Quantum Optics Seminar: Timothy P. Jenkins, DTU

Unlocking Peptide Design with Quantum-Enhanced Generative AI:

Charting the Future of Drug Discovery and Vaccine Design

 Recent advancements in generative machine learning have accelerated the design of therapeutics, reducing development timelines from months to weeks. However, quantum computing, with its unique capability to sample from high-dimensional distributions beyond classical reach, has the potential to further enhance these models by introducing complex, non-classical correlations into the learning process.

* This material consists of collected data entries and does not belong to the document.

PR #1575, opened 2025-04-30
Batched fetching of tensors to reduce RPC calls [1/2]

MasterSkepticista:
### Motivation

Collaborators today fetch each model tensor from the aggregator via a dedicated RPC call. Aggregator has limited resources to serve requests, and it is not uncommon to have hundreds (if not thousands) of model tensors waiting to be served to each collaborator. A federation itself may have hundreds (if not thousands) of participants making these requests.

### Example
Consider `torch/histology` experiment. 

* Model size is ~64MB with about 20 tensors. 
* In a federation with 8 collaborators, a total of 160 RPC calls are made **each** round to the aggregator just to fetch latest model tensors. 
* In contrast, only `(get_tasks + 3 x send_local_task_results) x 8 collaborators` 32 RPC calls are made for other purposes in each round. 
* **>80%** of all requests are consumed in serving tensors. This also leads to thread contention. Aggregator cannot generally afford more than 8-32 threads assuming modest CPU/memory availability.
* Had the tensors been batched per request, each collaborator could be served with a single RPC thread and no aggregator-side contention.

Problem gets worse when models have hundreds of tensors and experiments span more collaborators.

### Goal of _this_ PR

This is **Part 1 (of 2)** PRs that adds support for batched fetching of tensors over gRPC. This PR makes the following major changes:
1. Remove `send_model_deltas` and `use_delta_updates` support.
2. Simplify `nparray_to_named_tensor` (henceforth called `serialize_tensor`) and `named_tensor_to_nparray` (henceforth called `deserialize_tensor`) without any brittle conditional checks.
3. Batch gRPC requests for tensors on the collaborator and aggregator side.

In **Part 2** of this PR, delta update support will be added back. The reason for removal is to straighten the logic for actions that concern a communication pipeline (de/compression, de/serialization) and the aggregator/collaborator component.

### Implementation

A new RPC call replaces the `get_aggregated_tensor` with `get_aggregated_tensors` (plural 's'). Collaborators request a batch of tensors in a new `TensorSpec` format.

```proto
message TensorSpec {
  string tensor_name = 1;
  int32 round_number = 2;
  bool report = 3;
  repeated string tags = 4;
  bool require_lossless = 5;
}
```

You may observe the resemblance with `TensorKey`, except that origin field is missing. 
The RPC request and response formats are shown below:

```proto
message GetAggregatedTensorsRequest {
  MessageHeader header = 1;
  repeated TensorSpec tensor_specs = 2;
}

message GetAggregatedTensorsResponse {
  MessageHeader header = 1;
  repeated NamedTensor tensors = 2;
}
```

On collaborator side, tensors are fetched via `self.fetch_tensors_from_aggregator(tensor_keys)` where `tensor_keys` are of type `List[TensorKey]`.

### Cost/Benefit Analysis
One downside of this PR is that potential bandwidth savings achieved due to delta updates is lost.
The upside of this PR is a significantly simplified mental model of how tensors are processed on both ends, higher correctness confidence and higher maintainability.

Indeed, the second part will close the drawback by bringing in delta updates, keeping the mental model simple.

**Reviewer note(s)**: This PR has a lot of cleanup. It is best understood by looking at the proposed changes directly and not diffs.


openfl/component/aggregator/aggregator.py
```diff
@@ -992,82 +823,13 @@ def _prepare_trained(self, tensor_name, origin, round_number, report, agg_result
...
-        if base_model_nparray is not None and self.use_delta_updates:
-            delta_tk, delta_nparray = self.tensor_codec.generate_delta(
-                agg_tag_tk, agg_results, base_model_nparray
-            )
-        else:
-            # This condition is possible for base model
-            # optimizer states (i.e. Adam/iter:0, SGD, etc.)
-            # These values couldn't be present for the base
-            # model because no training occurs on the aggregator
-            delta_tk, delta_nparray = agg_tag_tk, agg_results
```
teoparvanov, line 1022: AFAIK, transmitting deltas instead of the actual updated weights only makes the transmitted tensor "sparse", without reducing its dimensions. In fact, if my understanding is correct, using deltas only reduces the payload size if combined with some form of compression that benefits from the sparsity of the transmitted tensors.

For small-ish models, dropping the "delta" capability shouldn't make a difference, however LLM support may be impacted for TaskRunner API. WDYT?

openfl/protocols/aggregator.proto
```diff
@@ -11,8 +11,8 @@ import "openfl/protocols/base.proto";
 service Aggregator {
   rpc Ping(PingRequest) returns (PingResponse) {}
   rpc GetTasks(GetTasksRequest) returns (GetTasksResponse) {}
-  rpc GetAggregatedTensor(GetAggregatedTensorRequest) returns (GetAggregatedTensorResponse) {}
-  rpc SendLocalTaskResults(stream DataStream) returns (SendLocalTaskResultsResponse) {}
+  rpc GetAggregatedTensors(GetAggregatedTensorsRequest) returns (GetAggregatedTensorsResponse) {}
+  rpc SendLocalTaskResults(TaskResults) returns (SendLocalTaskResultsResponse) {}
```
teoparvanov: The [InfoSec overview](https://openfl.readthedocs.io/en/latest/infosec-orverview.html#overview-of-contents-of-network-messages) will need to be slightly adjusted following these API changes.

openfl/transport/grpc/aggregator_client.py
```diff
@@ -416,8 +416,7 @@ def send_local_task_results(
             tensors=named_tensors,
         )
 
-        # convert (potentially) long list of tensors into stream
-        response = self.stub.SendLocalTaskResults(utils.proto_to_datastream(request))
+        response = self.stub.SendLocalTaskResults(request)
```
teoparvanov: What's the reasoning behind removing the streaming functionality?

openfl/component/collaborator/collaborator.py
```diff
@@ -266,142 +262,35 @@ def do_task(self, task, round_number) -> dict:
...
         )
+        if len(tensor_keys) > 0:
+            logger.info("Fetching %d tensors from the aggregator", len(tensor_keys))
+            named_tensors = self.client.get_aggregated_tensors(tensor_keys, require_lossless=True)
 
-        # this translates to a numpy array and includes decompression, as
-        # necessary
-        nparray = self.named_tensor_to_nparray(tensor)
+            # Deserialize tensors and mark them as coming from the aggregator.
+            for tensor_key, named_tensor in zip(tensor_keys, named_tensors):
```
teoparvanov, line 299: `zip(tensor_keys, named_tensors)` assumes that `get_aggregated_tensors` returns the tensors in the same order as the keys. Is this guaranteed? If so, maybe you should document this in the method's docstring.

teoparvanov (commented):
I have a couple of comments from my first read-through:

openfl/component/aggregator/aggregator.py
MasterSkepticista: Yes, it is impactful for larger models, and this feature will be restored immediately after this PR. We do not have any concrete numbers of achievable compression ratios as of now.

openfl/protocols/aggregator.proto
MasterSkepticista: Yes, thanks for pointing this out!

openfl/transport/grpc/aggregator_client.py
MasterSkepticista: Streaming packets is linked to memory growth rate from local experiments. Currently streaming is disabled here to be consistent with other RPCs.

That said, streaming is required for large models, and it ought to be a generic implementation - one that can be toggled without consideration for the return type of RPCs (like a wrapper)

openfl/component/collaborator/collaborator.py
MasterSkepticista: Order will be the same as both components iterate in loops. It will be documented, thanks!

openfl/transport/grpc/aggregator_client.py
teoparvanov: As discussed during our meeting, I'd suggest doing this in a separate PR.

kminhta (approved):
Thanks for taking this up @MasterSkepticista - this is a great fundamental adjustment to how we transport the model across the network.  I don't see any major concerns, I'm going to go ahead and approve this after my review and our offline discussion with the understanding that:

1. delta updates get reintroduced in the follow up PR
2. streaming gets reintroduced in a more generic manner (as you called out in https://github.com/securefederatedai/openfl/pull/1575#discussion_r2093260966) in some subsequent PR as well - or otherwise some manner of handling large models from both the aggregator and collaborator

I know you called out point 1 in the PR, but do you have a mental model for how point 2 can be achieved or is the general implementation still an open? I ask mainly because it would be good to close the gap for first class LLM support (thinking in terms of pretraining), but it is also true that LLM fine-tuning has a large library of parameter efficient methods that may still allow for expanding OpenFL-LLM capabilities in the interim

kminhta:
FYI, a couple of the tests are failing - secure aggregation in particular https://github.com/securefederatedai/openfl/actions/runs/15063524782/job/42343165534?pr=1575

kminhta:
Also, going to tag @ishaileshpant to keep him in the loop as there are modifications to RPC calls that may affect https://github.com/securefederatedai/openfl/pull/1500

openfl/component/aggregator/aggregator.py
```diff
@@ -607,74 +606,28 @@ def get_aggregated_tensor(
...
-
-        start_retrieving_time = time.time()
-        while nparray is None:
-            logger.debug("Waiting for tensor_key %s", agg_tensor_key)
-            time.sleep(5)
-            nparray = self.tensor_db.get_tensor_from_cache(agg_tensor_key)
-            if (time.time() - start_retrieving_time) > 60:
-                break
-
+        nparray = self.tensor_db.get_tensor_from_cache(tensor_key)
```
porteratzo, line 573: Is this polling loop never used or why is it being removed?

porteratzo (approved):
LGTM

openfl/component/aggregator/aggregator.py
MasterSkepticista: Yes, I have never seen it being used in historical logs or any recent experiments. Given the locations where `get_aggregated_tensors` are called, I made the assumption that unavailability of those tensors has to be a logical error -> raise exception instead

MasterSkepticista:
> Thanks for taking this up @MasterSkepticista - this is a great fundamental adjustment to how we transport the model across the network. I don't see any major concerns, I'm going to go ahead and approve this after my review and our offline discussion with the understanding that:
> 
> 1. delta updates get reintroduced in the follow up PR
> 2. streaming gets reintroduced in a more generic manner (as you called out in [Batched fetching of tensors to reduce RPC calls [1/2] #1575 (comment)](https://github.com/securefederatedai/openfl/pull/1575#discussion_r2093260966)) in some subsequent PR as well - or otherwise some manner of handling large models from both the aggregator and collaborator
> 
> I know you called out point 1 in the PR, but do you have a mental model for how point 2 can be achieved or is the general implementation still an open? I ask mainly because it would be good to close the gap for first class LLM support (thinking in terms of pretraining), but it is also true that LLM fine-tuning has a large library of parameter efficient methods that may still allow for expanding OpenFL-LLM capabilities in the interim

Yes, delta updates will be reintroduced shortly. Streaming changes are reverted in this PR. I don't have concrete idea on how to generalize (2). But since we discussed its orthogonality with the current set of changes, we will attack it separately

openfl/protocols/aggregator.proto
MasterSkepticista: Done https://github.com/securefederatedai/openfl/pull/1575/commits/fcbfff42306686e086e93b28ee5ec0b844c69480

openfl/component/collaborator/collaborator.py
MasterSkepticista: Documented in function call

openfl/component/aggregator/aggregator.py
```diff
@@ -830,45 +750,47 @@ def process_task_results(
...
+            # Record
+            result_tensor_dict[tensor_key] = nparray
+            task_results.append(tensor_key)
 
             if "metric" in tensor_key.tags:
-                # Caution: This schema must be followed. It is also used in
-                # gRPC message streams for director/envoy.
+                assert nparray.ndim == 0, (
+                    f"Expected metric to be a scalar, got shape {nparray.shape}"
+                )
```
teoparvanov, line 726: Is this constraint really required? Granted it's rare, but we could imagine certain more sophisticated metrics to be multi-dimensional.

teoparvanov (approved):
LGTM, thanks @MasterSkepticista !

openfl/component/aggregator/aggregator.py
MasterSkepticista: Metrics used to train/validate a model always reduce over batch dimension. I haven't seen multidimensional metrics... do you have any examples? If so I will lift the assert. 

P.S.: `assert` is only added for readability, it will fail regardless when `float(x)` encounters a non-scalar input

teoparvanov: OK, so we actually don't support non-scalar metrics because of the `float(x)` transformation. It's then indeed better to have a more explicit assertion that captures this limitation.

theakshaypant (approved):
Nice!
I do think we wait for 1.9 cut-off before merging this given the temporary removal of use_delta_updates.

We have produced the first experimental implementation of a quantum-classical algorithm designed to generate MHC-binding peptides for vaccine applications. By integrating a boson sampling quantum processor with a generative adversarial network (GAN), our approach creates a hybrid model that leverages quantum-enhanced distributions as latent spaces, resulting in improved learning dynamics and superior model performance.

This quantum-assisted GAN framework outperforms classical GANs of similar architecture, generating a diverse range of MHC-binding peptides with potential as immune-modulating agents. Our results underscore the promise of quantum-enhanced generative models, showcasing how quantum computing can advance peptide design by optimizing learning efficiency and sequence diversity, with direct implications for the biotechnology and pharmaceutical fields.